- **TRY IT**
Please reproduce the entire listing, character for character.

- **MATERIAL FOR THE TASK**
PR #7, opened 2024-08-16
Add CLI args for features

dfsnow:
Quick PR to add command line flags to toggle certain features of the pipeline. This is useful for testing or for building local-only extracts.

### DIFF
--- a/src/submit_jobs.py
+++ b/src/submit_jobs.py
@@ -54,6 +54,40 @@ def parse_args():
         nargs="?",
         help="JSON string containing job configurations(s)",
     )
+    parser.add_argument(
+        "--run-github-workflow",
+        action=argparse.BooleanOptionalAction,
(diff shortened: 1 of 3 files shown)


src/submit_jobs.py
```diff
@@ -187,13 +223,22 @@ def read_job(job: SparkJob):
     app_name = f"iasworld_{current_datetime}"
     args = parse_args()
```
jeancochrane, line 224: **[Suggestion, non-blocking]** What do you think about adding a quick log line here to record all of the values set on `args`?

jeancochrane (approved):
Nice, I agree that these seem helpful for local dev!

src/submit_jobs.py
dfsnow: Done in 612f03e!

PR #8, opened 2024-08-20
Add system for coercing column-level data types

dfsnow:
This PR adds a cascading system for coercing iasWorld data types during Spark extraction. This is necessary in order to match existing data types from Sqoop, create predictable types in Athena, and occasionally coerce the errant column to its proper type.

The PR adds three-levels of schema override, with more specific levels overriding more general ones:

1. Convert all Oracle `NUMERIC` types to `DECIMAL(10,0)` and all `TIMESTAMP` types to `STRING`.[1]
2. Add a global schema override that applies to all tables, defined in `config/default_settings.yaml`.
3. Add table-specific, column-specific overrides, defined in `config/table_definitions.yaml`.

Using this system, I successfully matched all types across the current `iasworld` schema and a temporary `test_iasworld` schema in Athena. I compared types using the script below.

[1]: All Oracle `NUMERIC` columns are read as `DECIMAL(38, 10)` by default. However, AFAICT nearly all such columns are actually integers, and the `NUMERIC` type is simply used to hold them in an unbounded way. Sqoop converts these columns to `DECIMAL(10, 0)` by first reading their value and then assigning the type. There is a non-zero chance that by coercing numbers to this type, we could begin silently truncating values _if_ they ever expand beyond 10,0.

<details>
<summary><strong>R script used to compare data types</strong></summary>

```r
library(noctua)
library(dplyr)
library(glue)
library(stringr)

AWS_ATHENA_CONN_NOCTUA <- dbConnect(noctua::Athena())
tables <- dbGetTables(AWS_ATHENA_CONN_NOCTUA, schema = "iasworld")$TableName

# Extract the types from the string DDL statement
get_col_types <- function(sql) {
  str_extract_all(sql, "`[a-z0-9_-]+` [a-z0-9\\)\\(,]*[,)]") %>%
    .[[1]] %>%
    str_remove_all("\\)$") %>%
    str_remove_all(",$") %>%
    str_remove_all("`") %>%
    tibble() %>%
    tidyr::separate(col = ".", into = c("col", "type"), sep = " ")
}

# Grab new and old DDLs for each table and munge them into one dataframe
types_df <- purrr::map_dfr(tables, \(table) {
  print(paste("scanning table:", table))
  old_ddl <- dbShow(AWS_ATHENA_CONN_NOCTUA, glue("iasworld.{table}"))
  new_ddl <- dbShow(AWS_ATHENA_CONN_NOCTUA, glue("test_iasworld.{table}"))

  old <- get_col_types(old_ddl)
  new <- get_col_types(new_ddl)

  merged <- old %>%
    left_join(new, by = "col", suffix = c("_old", "_new")) %>%
    mutate(table = {{ table }}) %>%
    relocate(table, .before = everything()) %>%
    mutate(no_match = type_old != type_new)

  merged
})
```
</details>

### DIFF
--- a/config/default_settings.yaml
+++ b/config/default_settings.yaml
@@ -13,5 +13,5 @@ default_args:
 #   2. Global schema overrides, as defined below
 #   3. Table schema overrides, defined in table_definitions.yaml
 global_schema_overrides:
-  - deactivat: STRING
-  - taxyr: STRING
+  deactivat: STRING
+  taxyr: STRING
--- a/config/default_settings.yaml
+++ b/config/default_settings.yaml
@@ -1,10 +1,10 @@
 # Default arguments used for the CLI. Can be overridden using the corresponding
 # flag at runtime
 default_args:
-  run_github_workflow: False
-  run_glue_crawler: False
-  upload_logs: False
-  upload_data: False
+  run_github_workflow: True
+  run_glue_crawler: True
+  upload_logs: True
+  upload_data: True
 
 # Data type overrides are necessary to maintain parity/consistency with sqoop.
 # Schema overrides are defined in three places, with each overriding the last:
--- a/config/default_settings.yaml
+++ b/config/default_settings.yaml
@@ -1,14 +1,16 @@
 # Default arguments used for the CLI. Can be overridden using the corresponding
 # flag at runtime
 default_args:
-  run-github-workflow: True
-  run-glue-crawler: True
-  upload-logs: True
-  upload-data: True
+  run_github_workflow: False
+  run_glue_crawler: False
+  upload_logs: False
+  upload_data: False
 
-# Schema coercions used for every table. Note that these are used
-# even if the column does not exist in a given table; Spark will simply
-# ignore such overrides
+# Data type overrides are necessary to maintain parity/consistency with sqoop.
+# Schema overrides are defined in three places, with each overriding the last:
+#   1. By default, NUMBER Oracle types are converted to DECIMAL(10,0)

- **ANSWER**
PR #7, opened 2024-08-16
Add CLI args for features

dfsnow:
Quick PR to add command line flags to toggle certain features of the pipeline. This is useful for testing or for building local-only extracts.

### DIFF
--- a/src/submit_jobs.py
+++ b/src/submit_jobs.py
@@ -54,6 +54,40 @@ def parse_args():
         nargs="?",
         help="JSON string containing job configurations(s)",
     )
+    parser.add_argument(
+        "--run-github-workflow",
+        action=argparse.BooleanOptionalAction,
(diff shortened: 1 of 3 files shown)


src/submit_jobs.py
```diff
@@ -187,13 +223,22 @@ def read_job(job: SparkJob):
     app_name = f"iasworld_{current_datetime}"
     args = parse_args()
```
jeancochrane, line 224: **[Suggestion, non-blocking]** What do you think about adding a quick log line here to record all of the values set on `args`?

jeancochrane (approved):
Nice, I agree that these seem helpful for local dev!

src/submit_jobs.py
dfsnow: Done in 612f03e!

PR #8, opened 2024-08-20
Add system for coercing column-level data types

dfsnow:
This PR adds a cascading system for coercing iasWorld data types during Spark extraction. This is necessary in order to match existing data types from Sqoop, create predictable types in Athena, and occasionally coerce the errant column to its proper type.

The PR adds three-levels of schema override, with more specific levels overriding more general ones:

1. Convert all Oracle `NUMERIC` types to `DECIMAL(10,0)` and all `TIMESTAMP` types to `STRING`.[1]
2. Add a global schema override that applies to all tables, defined in `config/default_settings.yaml`.
3. Add table-specific, column-specific overrides, defined in `config/table_definitions.yaml`.

Using this system, I successfully matched all types across the current `iasworld` schema and a temporary `test_iasworld` schema in Athena. I compared types using the script below.

[1]: All Oracle `NUMERIC` columns are read as `DECIMAL(38, 10)` by default. However, AFAICT nearly all such columns are actually integers, and the `NUMERIC` type is simply used to hold them in an unbounded way. Sqoop converts these columns to `DECIMAL(10, 0)` by first reading their value and then assigning the type. There is a non-zero chance that by coercing numbers to this type, we could begin silently truncating values _if_ they ever expand beyond 10,0.

<details>
<summary><strong>R script used to compare data types</strong></summary>

```r
library(noctua)
library(dplyr)
library(glue)
library(stringr)

AWS_ATHENA_CONN_NOCTUA <- dbConnect(noctua::Athena())
tables <- dbGetTables(AWS_ATHENA_CONN_NOCTUA, schema = "iasworld")$TableName

# Extract the types from the string DDL statement
get_col_types <- function(sql) {
  str_extract_all(sql, "`[a-z0-9_-]+` [a-z0-9\\)\\(,]*[,)]") %>%
    .[[1]] %>%
    str_remove_all("\\)$") %>%
    str_remove_all(",$") %>%
    str_remove_all("`") %>%
    tibble() %>%
    tidyr::separate(col = ".", into = c("col", "type"), sep = " ")
}

# Grab new and old DDLs for each table and munge them into one dataframe
types_df <- purrr::map_dfr(tables, \(table) {
  print(paste("scanning table:", table))
  old_ddl <- dbShow(AWS_ATHENA_CONN_NOCTUA, glue("iasworld.{table}"))
  new_ddl <- dbShow(AWS_ATHENA_CONN_NOCTUA, glue("test_iasworld.{table}"))

  old <- get_col_types(old_ddl)
  new <- get_col_types(new_ddl)

  merged <- old %>%
    left_join(new, by = "col", suffix = c("_old", "_new")) %>%
    mutate(table = {{ table }}) %>%
    relocate(table, .before = everything()) %>%
    mutate(no_match = type_old != type_new)

  merged
})
```
</details>

### DIFF
--- a/config/default_settings.yaml
+++ b/config/default_settings.yaml
@@ -13,5 +13,5 @@ default_args:
 #   2. Global schema overrides, as defined below
 #   3. Table schema overrides, defined in table_definitions.yaml
 global_schema_overrides:
-  - deactivat: STRING
-  - taxyr: STRING
+  deactivat: STRING
+  taxyr: STRING
--- a/config/default_settings.yaml
+++ b/config/default_settings.yaml
@@ -1,10 +1,10 @@
 # Default arguments used for the CLI. Can be overridden using the corresponding
 # flag at runtime
 default_args:
-  run_github_workflow: False
-  run_glue_crawler: False
-  upload_logs: False
-  upload_data: False
+  run_github_workflow: True
+  run_glue_crawler: True
+  upload_logs: True
+  upload_data: True
 
 # Data type overrides are necessary to maintain parity/consistency with sqoop.
 # Schema overrides are defined in three places, with each overriding the last:
--- a/config/default_settings.yaml
+++ b/config/default_settings.yaml
@@ -1,14 +1,16 @@
 # Default arguments used for the CLI. Can be overridden using the corresponding
 # flag at runtime
 default_args:
-  run-github-workflow: True
-  run-glue-crawler: True
-  upload-logs: True
-  upload-data: True
+  run_github_workflow: False
+  run_glue_crawler: False
+  upload_logs: False
+  upload_data: False
 
-# Schema coercions used for every table. Note that these are used
-# even if the column does not exist in a given table; Spark will simply
-# ignore such overrides
+# Data type overrides are necessary to maintain parity/consistency with sqoop.
+# Schema overrides are defined in three places, with each overriding the last:
+#   1. By default, NUMBER Oracle types are converted to DECIMAL(10,0)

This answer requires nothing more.